Ich habe es sowohl mit (String)slide.get("name"); probiert als auch mit toString() - bei beiden kommt der Fehler.

Im JSONObject slide (Welches in der while-schleife gesetzt wird) sind alle Daten vorhanden. Wo ist also nun das Problem, das Element zu einen String zu casten?


----------



## truesoul (20. Okt 2015)

Hallo,

mache doch einfach mal getClass() und nicht toString().

Dann siehst du welches Object es ist.
dedicatedip ist ein JSONObject.

Ein Tipp von mir. Schau dir mal an wie ein JSON aufgebaut ist. Google hilft dir dabei sicherlich auch ein wenig.

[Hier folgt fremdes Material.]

Issue #1098, opened 2024-11-22
Drupal Apigee API Product RBAC not filtering API Products based on Roles


urbanenomad:
## Apigee Info
We have both apigee hybrid and apigee-x instances that we want to support

## Steps to Reproduce
1. Enable apigee API product RBAC
![Screenshot 2024-11-21 at 9 29 54 AM](https://github.com/user-attachments/assets/55665a96-7c76-4c07-be81-82533567c1a2)

2. Configured Custom Attribute on some test apigee products
![Screenshot 2024-11-21 at 9 28 53 AM](https://github.com/user-attachments/assets/2f36654d-5526-4c11-a57d-00bc2f800040)

## Actual Behavior
* Non-admin account that was set to one of the attirbute roles still shows all products even more than if we did just products by visiblity.  It now shows all the products.  
![Screenshot 2024-11-22 at 12 07 00 PM](https://github.com/user-attachments/assets/a31e6fa6-da4a-41c7-b8ea-76188e52a689)

* We also did not enable "Bypass API product access control" nor did we enable "Show API products with missing or empty attribute to everyone"

## Expected Behavior
We would have hoped to see when a developer trys to create an App they only see the API products that have their role in the custom attribute

## Version Info
Drupal 10.3.6

Modules: 
Apigee: 3.0.10
Apigee API Catalog 3.0.8

kedarkhaire:
Hi @urbanenomad 
Thanks for creating a ticket here. We will look into it.
Thanks!

urbanenomad:
Is there any updates on this?

urbanenomad:
Hey so I think I figured out the issue at the following lines.

https://github.com/apigee/apigee-edge-drupal/blob/1e480cfb112892a54f4480565e355c9d53c260ac/modules/apigee_edge_apiproduct_rbac/apigee_edge_apiproduct_rbac.module#L70

the line should read like the following.

$result = AccessResult::forbidden("{$operation} is not allowed on {$entity->label()} API product.");

Same for this line.

https://github.com/apigee/apigee-edge-drupal/blob/1e480cfb112892a54f4480565e355c9d53c260ac/modules/apigee_edge_apiproduct_rbac/apigee_edge_apiproduct_rbac.module#L97

$result = AccessResult::forbidden("{$operation} is not allowed on {$entity->label()} API product.");

This resulted with the correct output on the App Create page.

kedarkhaire:
Hi @urbanenomad 
[...]

PR #1101, opened 2024-12-12
Update Accessresult for ApiProducts listing

urbanenomad:
Changed from neutral to forbidden so that API Products do not show up on the assign operation or Create App when using the RBAC service to control access to API Products.  This is to solve issue https://github.com/apigee/apigee-edge-drupal/issues/1098

### DIFF
--- a/modules/apigee_edge_apiproduct_rbac/apigee_edge_apiproduct_rbac.module
+++ b/modules/apigee_edge_apiproduct_rbac/apigee_edge_apiproduct_rbac.module
@@ -67,7 +67,7 @@ function apigee_edge_apiproduct_rbac_api_product_access(EntityInterface $entity,
 
     if (empty($entity->getAttributeValue($rbac_attribute_name))) {
       if ('assign' === $operation) {
-        $result = AccessResult::neutral("{$operation} is not allowed on {$entity->label()} API product.");
+        $result = AccessResult::forbidden("{$operation} is not allowed on {$entity->label()} API product.");
       }
       elseif ($config->get('grant_access_if_attribute_missing')) {
         $result = AccessResult::allowed();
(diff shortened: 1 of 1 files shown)


kedarkhaire:
Hi @urbanenomad Thanks for creating the PR, we will check the implementation, but also it is mandatory that all tests pass in your repository, to make sure that the other working functionalities are unharmed.

Thanks!

urbanenomad:
I am a bit confused on some of these errors.  There seems to be some kind of JWT token error in PHP 81./Drupal 10.3.x/X

"1) Drupal\Tests\apigee_edge_teams\Functional\ApigeeX\AccessTest::testAccess
Drupal\Core\Entity\EntityStorageException: ***"error":"invalid_grant","error_description":"Invalid JWT Signature."***". 

I am not sure why this error is occuring.  I don't think I did any changes to the JWT signature?  Do I need to test the code against a working apigee-x instance?

kedarkhaire:
> ror is occuring. I don't think I did any changes

Hi @urbanenomad 
Yes the issue is not related to the changes you made, we just need to update the credentials for test. I will do that tomorrow with the working ones, and that issue will be solved.

I saw other issue on my test fork. Can you have a look at this [link](https://github.com/kedarkhaire/apigee-edge-drupal/actions/runs/12346964604/job/34453339562#step:16:223).

urbanenomad:
I don't have an active apigee edge instance that seems to be something I need to test these unit tests.  Is there a public one I can use to validate the unit tests from my fork?

urbanenomad:
@kedarkhaire another thing I see is that your kedarkhaire fork there seems to be 2 errors for similar issues for both AccessTest::testAcccess as well as UiTest::testUi.  But in the original repo there only seems to be one error for the UiTest::testUi.  Both seems to be based on the same error where it looks like the team_name doesn't seem to exist which is causing the undefined array key error?  Also my apigee-x instance I have for testing the drupal portal seems to have monetization turned on so apigee-teams module does not seem to work in my portal since it is not designed to work with monetization turned on.  Is there another apigee instance edge or x that we can use to test this?

kedarkhaire:
Hi @urbanenomad 
Thanks for your inputs, I will check and update.

kedarkhaire (approved):
LGTM

Issue #1106, opened 2025-01-09
PHPCS update on drupal/coder - Drupal.NamingConventions.ValidClassName.NoUpperAcronyms error


kedarkhaire:
## Description
On PHP CS check - with new update of drupal/coder v8.3.27, we get new error of `Drupal.NamingConventions.ValidClassName.NoUpperAcronyms` on following files
`/src/Plugin/ApigeeFieldStorageFormat/JSON.php` & `/src/Plugin/ApigeeFieldStorageFormat/CSV.php`

Issue #1103, opened 2024-12-18
Deprecated errors with recent Apigee Edge update 


hollyw2025:
## Description
Hello, We ran into a couple of deprecated errors with recent Apigee Edge update. 
I open a case at the drupal site: 
https://www.drupal.org/project/apigee_dev_portal/issues/3494359 

## Apigee Info
We connected to Apigee Edge at the back end. 

composer -V: 2.8.4, which is the most recent version 

Drupal modules: 
Drupal core 10.4.0
drupal/apigee_edge: 3.0.10

## Steps to Reproduce
error message showed up at the team list page

## Expected Behavior
I created a local patch which could be applied using Git patch, but can't use Composer update to apply.  I attached the patch. 
Could you please fix the related deprecated code from your end per the error message? 

Here are the error list: 

Deprecated: Optional parameter $config_factory declared before required parameter $app_warnings_checker is implicitly treated as a required parameter in /var/www/web/modules/contrib/apigee_edge/src/Entity/ListBuilder/AppListBuilder.php on line 97

Deprecated: Optional parameter $entity_type_bundle_info declared before required parameter $org_controller is implicitly treated as a required parameter in /code/web/modules/contrib/apigee_edge/modules/apigee_edge_teams/src/Entity/Storage/TeamMemberRoleStorage.php on line 97 

Deprecated: Optional parameter $module_handler declared before required parameter $org_controller is implicitly treated as a required parameter in /var/www/web/modules/contrib/apigee_edge/modules/apigee_edge_teams/src/Controller/TeamMembersList.php on line 102

## Screenshots
will add 
[deprecatedparams_gitpatchversion.patch](https://github.com/user-attachments/files/18190479/deprecatedparams_gitpatchversion.patch)
[fix-php8-deprecated-params.patch](https://github.com/user-attachments/files/18190480/fix-php8-deprecated-params.patch)
[deprecatedparams_composerupdateversion.patch](https://github.com/user-attachments/files/18190481/deprecatedparams_composerupdateversion.patch)
![Screenshot 2024-12-16 at 3 54 17 PM](https://github.com/user-attachments/assets/9b08f617-f961-4697-8c1a-92bcccd89f64)

hollyw2025:
Thank you, waiting for the next deployment

kedarkhaire:
Till the new deployment is released, you can use this [patch](https://github.com/apigee/apigee-edge-drupal/pull/1102.patch).

[...]

PR #1110, opened 2025-01-16
Moving 3x fixes to 4x branch

### LINKED ISSUE #1098: Drupal Apigee API Product RBAC not filtering API Products based on Roles

kedarkhaire:
Fixes #1098 , #1103 & #1106 for 4.x branch

### DIFF
--- a/modules/apigee_edge_apiproduct_rbac/apigee_edge_apiproduct_rbac.module
+++ b/modules/apigee_edge_apiproduct_rbac/apigee_edge_apiproduct_rbac.module
@@ -67,7 +67,7 @@ function apigee_edge_apiproduct_rbac_api_product_access(EntityInterface $entity,
 
     if (empty($entity->getAttributeValue($rbac_attribute_name))) {
       if ('assign' === $operation) {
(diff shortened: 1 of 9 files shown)


shishir-intelli (approved):
LGTM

Die Zeile sollte aber funktionieren. Ich sehe da kein Problem. 

Gruß


----------



## thecain (20. Okt 2015)

Die Zeile kann keine ClassCastException geben. Da ist ja gar kein ClassCast involviert. (Im toString())

Sonst ist der Debugger dein Freund. ein JSONObject ist ja nur ein Wrapper für eine Hashmap, also sollte das Handling da ja nicht sonderlich schwer sein.


----------



## eiskaltereistee (20. Okt 2015)

Hi,

soweit alles fertig und funktioniert nun auch. Vielen Dank für eure Hilfe!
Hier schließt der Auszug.